DESCRIPTION OF THE TASK |
Line filter on the word "going": copy each matching line from the entries.

-------- GIVEN INFORMATION

PR #2267, opened 2019-10-10
GCC 9.0 warning fixes

permcody:
- explicitly declare used ctors and methods if they are implicitly being called
- ignore this same warning for contribs.

### DIFF
--- a/include/geom/point.h
+++ b/include/geom/point.h
@@ -64,6 +64,11 @@ public:
   {}
 
   /**
+   * Copy-assignment operator.
+   */
+  Point& operator=(const Point & p) = default;
+
+  /**
    * Disambiguate constructing from non-Real scalars
    */
   template <typename T,
--- a/include/utils/ignore_warnings.h
+++ b/include/utils/ignore_warnings.h
@@ -86,6 +86,9 @@
 #if (__GNUC__ > 7)
 #pragma GCC diagnostic ignored "-Wparentheses"
 #pragma GCC diagnostic ignored "-Wcast-function-type"
+#if (__GNUC__ > 8)
+#pragma GCC diagnostic ignored "-Wdeprecated-copy"
+#endif // GCC > 8
 #endif // GCC > 7
 #endif // GCC > 6
 #endif // GCC > 5


roystgnr:
Nice, thanks!  Have you tried it with the --enable-paranoid-warnings turned on yet?  Looks like there's a handful of new warnings we'll want to start turning on, too...

Damn, now I want to build a gcc 9 module...

permcody:
@roystgnr - I highly doubt that this is the only new warning with GCC 9. The latest GCC is now warning if you have a subset of the "copy" type methods defined if you have others defined and are using them. It says that the "implicit declaration is deprecated". This is really handy since it helps developers deliver complete classes that end up being copied. I only fixed the single warning that popped up when compiling MOOSE with warnings as errors turned on (our default). We have several more in MOOSE that I'm fixing up. I'm sure more work is needed but this takes care of our immediate need.

permcody:
Whoa... Looks like we aren't doing enough testing on libMesh? Looks like we've picked up odd build regressions. These appear to be repeatable too:
https://civet.inl.gov/pr/9446/

roystgnr:
Wow.  I'm sure all the "PETSc Alt" failures can be fixed easily, but I'm not sure what to do about that clang internal error.

permcody:
I'm not sure that the clang internal error is repeatable. I'll investigate a bit more. I'll push up another PR shortly with the patches that all went in on Thursday and see what's left.

permcody:
@roystgnr - I ran a git bisect using Clang 3.5.1 (one of MOOSE's current minimum compilers) and narrowed down the current failure to this: https://github.com/libMesh/libmesh/commit/1684e753dd291354ed4e79ef3e26ebc4ff1fbca6

I'm not too attached to any particular version of the compiler but we will either have to bump our minimum now or come up with a workaround if we want to maintain that version. The diagnostics aren't bad, but they aren't great for what's happening. It's definitely a call to your newly "improved" `libmesh_assert_less` macro from `transient_system.C:126`, but I can't immediately see why, or what the problem is. I have the build sitting on my linux system if you want me to try anything different. I might experiment with a few extra parenthesis or trying to narrow down exactly what part of that construct is killing the compiler. If you have any ideas, let me know.

permcody:
FYI - I was unable to find a simple workaround to this. I tried adding additional sets of parenthesis around the expressions and even using a function object instead of the raw < operator (since the compiler was complaining about the ">" token when it crashed. No go. 3.5.1 isn't going to compile that code or a variation of that code. 

@milljm is going to look at bumping the min version of the clang compiler to 3.6.x tomorrow to see if the fix is in that version. The other alternative is to put a conditional in so that the logic remains as it was for just old compiler. That seems like a simple enough fix if libMesh wants to support the older compiler as well.

roystgnr:
I'm happy with a conditional as a workaround once we figure out what versions of the compiler we need the workaround for.  Using the old macro for invocations of the new macro will undoubtedly cause some signed/unsigned comparison warnings but we don't need to support --enable-werror on every old compiler, so long as things do at least compile.

PR #2268, opened 2019-10-10
DMSetSection requires 3.12 or newer.

jwpeterson:
Refs #2265.

### DIFF
--- a/src/solvers/petsc_dm_wrapper.C
+++ b/src/solvers/petsc_dm_wrapper.C
@@ -517,7 +517,7 @@ namespace libMesh
 
         // Build the PetscSection and attach it to the DM
         this->build_section(system, section);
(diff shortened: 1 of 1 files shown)


jwpeterson:
I backported the previous fix, so this one also needs to be backported (#2236).

src/solvers/petsc_dm_wrapper.C
```diff
@@ -517,7 +517,7 @@ namespace libMesh
 
         // Build the PetscSection and attach it to the DM
         this->build_section(system, section);
-#if PETSC_VERSION_LESS_THAN(3,9,0)
+#if PETSC_VERSION_LESS_THAN(3,12,0)
```
permcody: This API appeared in 3.10 as I mentioned on your original commit. Setting this Macro for 3.12 should work though.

----------------

TASK RESPONSE |
FYI - I was unable to find a simple workaround to this. I tried adding additional sets of parenthesis around the expressions and even using a function object instead of the raw < operator (since the compiler was complaining about the ">" token when it crashed. No go. 3.5.1 isn't going to compile that code or a variation of that code. 
@milljm is going to look at bumping the min version of the clang compiler to 3.6.x tomorrow to see if the fix is in that version. The other alternative is to put a conditional in so that the logic remains as it was for just old compiler. That seems like a simple enough fix if libMesh wants to support the older compiler as well.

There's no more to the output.